Virtually from the time he chose himself to be Mr. Bush’s running mate in 2000, Dick Cheney has spearheaded an extraordinary expansion of the powers of the presidency – from writing energy policy behind closed doors with oil executives to abrogating longstanding treaties and using the 9/11 attacks as a pretext to invade Iraq, scrap the Geneva Conventions and spy on American citizens.
It was a chance Mr. Cheney seems to have been dreaming about for decades. Most Americans looked at wrenching events like the Vietnam War, the Watergate scandal and the Iran-contra debacle and worried that the presidency had become too powerful, secretive and dismissive. Mr. Cheney looked at the same events and fretted that the presidency was not powerful enough, and too vulnerable to inspection and calls for accountability.

The president “needs to have his constitutional powers unimpaired, if you will, in terms of the conduct of national security policy,” Mr. Cheney said this week as he tried to stifle the outcry over a domestic spying program that Mr. Bush authorized after the 9/11 attacks.

Before 9/11, Mr. Cheney was trying to undermine the institutional and legal structure of multilateral foreign policy: he championed the abrogation of the Antiballistic Missile Treaty with Moscow in order to build an antimissile shield that doesn’t work but makes military contractors rich. Early in his tenure, Mr. Cheney, who quit as chief executive of Halliburton to run with Mr. Bush in 2000, gathered his energy industry cronies at secret meetings in Washington to rewrite energy policy to their specifications. Mr. Cheney offered the usual excuses about the need to get candid advice on important matters, and the courts, sadly, bought it. But the task force was not an exercise in diverse views.
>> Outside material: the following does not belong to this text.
PR #368, opened 2026-07-26
Add precise volume roller

ruvelro:
## Summary

Adds an opt-in precise volume roller control to the mixer panel. When enabled, Vorssaint listens for hardware volume up/down media-key events and re-emits them as fine system volume steps, while filtering fast duplicate pulses and noisy direction reversals.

Mr. Cheney gathered people who agreed with him, and allowed them to write national policy for an industry in which he had recently amassed a fortune.

So those who think Dubya is evil/stupid/incompetent might console themselves with the thought: at least Dick Cheney isn’t president.
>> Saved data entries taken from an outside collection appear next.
PR #374, opened 2026-07-27
Feature: Forward EarPods Media Key to mute MS Teams (Resolves #373)

### LINKED ISSUE #373: Forward EarPods Media Key to mute MS Teams
**The Problem:**
When using wired Apple EarPods, pressing the inline remote button does not mute MS Teams. Vorssaint already intercepts the media key (`NX_KEYTYPE_PLAY`) perfectly – which prevents Apple Music from launching – but it doesn't pass the mute intent to Teams. Other macOS tools offer this, and it’s a big pain point for meeting users.

**Proposed Solution:**
I’d like to add a small extension to the existing media key / mute logic. 
When the media key is intercepted (and consumed via `return nil`), we simply add an option to post the Teams mute shortcut (`Cmd + Shift + M`) directly to the `com.microsoft.teams` / `com.microsoft.teams2` PID. 

This would just need a new toggle in the UI (e.g., *"Forward inline remote mute to Microsoft Teams"*).

FinkeFlo:
This PR adds the ability to use the inline remote (Play/Pause button) on wired Apple EarPods to mute/unmute Microsoft Teams, addressing #373.

**Changes:**
1. Added `EarPodsTeamsMuteService` that hooks into the hardware events via `cghidEventTap` to intercept `NX_KEYTYPE_PLAY`.
2. Handled the media key by returning `nil` (blocking Apple Music from launching).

Have daughter, will travel left

This must be the oddest story the Guardian‘s political editor, Michael White, ever wrote.

Forget about the conventional wisdom that parents influence the way their children vote. A new paper by two British academics yesterday upturned a longstanding western idea to suggest that it was the other way around. What’s more, daughters make families vote Labour or Lib Dem.

“This paper provides evidence that daughters make people more leftwing. Having sons, by contrast, makes them more rightwing … the paper ends with a conjecture: leftwing individuals are people who comes from families into which, over recent past generations, many females have been born.”

It’s not like Vietnam…

Fred Halliday, writing in OpenDemocracy.net on the US predicament.

Many analogies are being made with Vietnam, but it is perhaps the analogy with the Soviet war in Afghanistan which is most telling. When the Soviets sent the Red army into Kabul in 1979 they sought to limit the political and economic costs by restricting numbers to around 120,000 i.e. to that necessary to garrison the major towns: hence the official term “limited contingent” for their troops in that country over the following ten years.

The US in Iraq has faced a similar problem, in that it has not been able to commit the full level of forces it could and which was necessary effectively to control the country. Those limits have now had their own consequences – in a US force increasingly restricted and vulnerable, without adequate local counterparts, and with almost no significant intelligence on enemy plans and dispositions.

The reply of the Iraqi guerrillas to Bush’s Annapolis speech on 30 November was incontestable: with a lightly-armed unit, and recorded by video cameras, they took control of an important Sunni town, Ramadi, and held it for several hours; a few days later, and also observed by video, they attacked a US patrol and killed ten of its members. Bush, Cheney and the US army have by now realised they are in an unwinnable situation: how long it takes them to act on this remains to be seen.